Okay okay, I know it is January 15th, but yesterday was my first day home since December 24 following time with my family and an offsite work event. It has been a seriously life-changing few years for me. A time of personal growth and movement - literally! Now it is time to get serious!

In order to embarrass myself into accountability, I have resolved to do the following:

  1. Following the lead of my friend and hero, Curtis, I am giving up a food for the year. He has done things like ice cream, and this year he is giving up diet soda - permanently! I am giving up wheat. It is an experiment into the concept of the "wheat belly", and if successful, I will give it up forever too!
  2. My dear friend and spiritual mentor, June, has announced she has bone cancer. This is devastating to me as she and her family are one of my best memories of being in Thousand Oaks. She was the warrior that came to pray with me every week. With. Out. Fail. She was there. So I will be praying for her. As important as that is, I will be honoring her by praying for others with great intentionality as she taught me through her example.
  3. Thicken my professional skin so that I might grow and go further faster.
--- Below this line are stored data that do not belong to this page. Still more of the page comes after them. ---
PR #718, opened 2022-12-27
ST_QuantizeCoordinates(): speed-up implementation

rouault:
We can completely avoid any floating-point computation by directly using the fact that the IEEE-754 representation of a floating point number contains the integral part of log2(abs(number)).
The improved trim_preserve_decimal_digits() function is ~ 7x times faster.

### DIFF
--- a/liblwgeom/lwgeom.c
+++ b/liblwgeom/lwgeom.c
@@ -2505,37 +2505,34 @@ lwgeom_is_trajectory(const LWGEOM *geom)
 	return lwline_is_trajectory((LWLINE*)geom);
 }
 
-static uint8_t
-bits_for_precision(int32_t significant_digits)
-{
-	int32_t bits_needed = ceil(significant_digits / log10(2));
-
-	if (bits_needed > 52)
-	{
-		return 52;
-	}
-	else if (bits_needed < 1)
-	{
-		return 1;
-	}
-
-	return bits_needed;
-}
+#define STATIC_ASSERT(COND,MSG) typedef char static_assertion_##MSG[(COND)?1:-1]
+STATIC_ASSERT(sizeof(double) == sizeof(uint64_t),this_should_be_true);
 
 static double trim_preserve_decimal_digits(double d, int32_t decimal_digits)
 {
-	if (d == 0)
-		return 0;
-
-	int digits_left_of_decimal = (int) (1 + log10(fabs(d)));
-	uint8_t bits_needed = bits_for_precision(decimal_digits + digits_left_of_decimal);
-	uint64_t mask = 0xffffffffffffffffULL << (52 - bits_needed);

Lot could be said here but this captures it all.
  4.  This is the year I will develop my dreams and wishes to fruition:
    • Share Less-Care More - it has been illustrated to me that I am pretty self-centered. This is understandable as I am all I have, but it isn't how I feel inside. This year will be about showing others, whether family or friend, how much I care.
    • Engage My Community - throughout my career, my work has been my community. That cannot happen in my current position, so I need to stretch some unused/underused muscles.
    • Follow My Heart - this is the one where I may be the most challenged.
What the hell was I thinking? This is a PhD in life. Can I do it?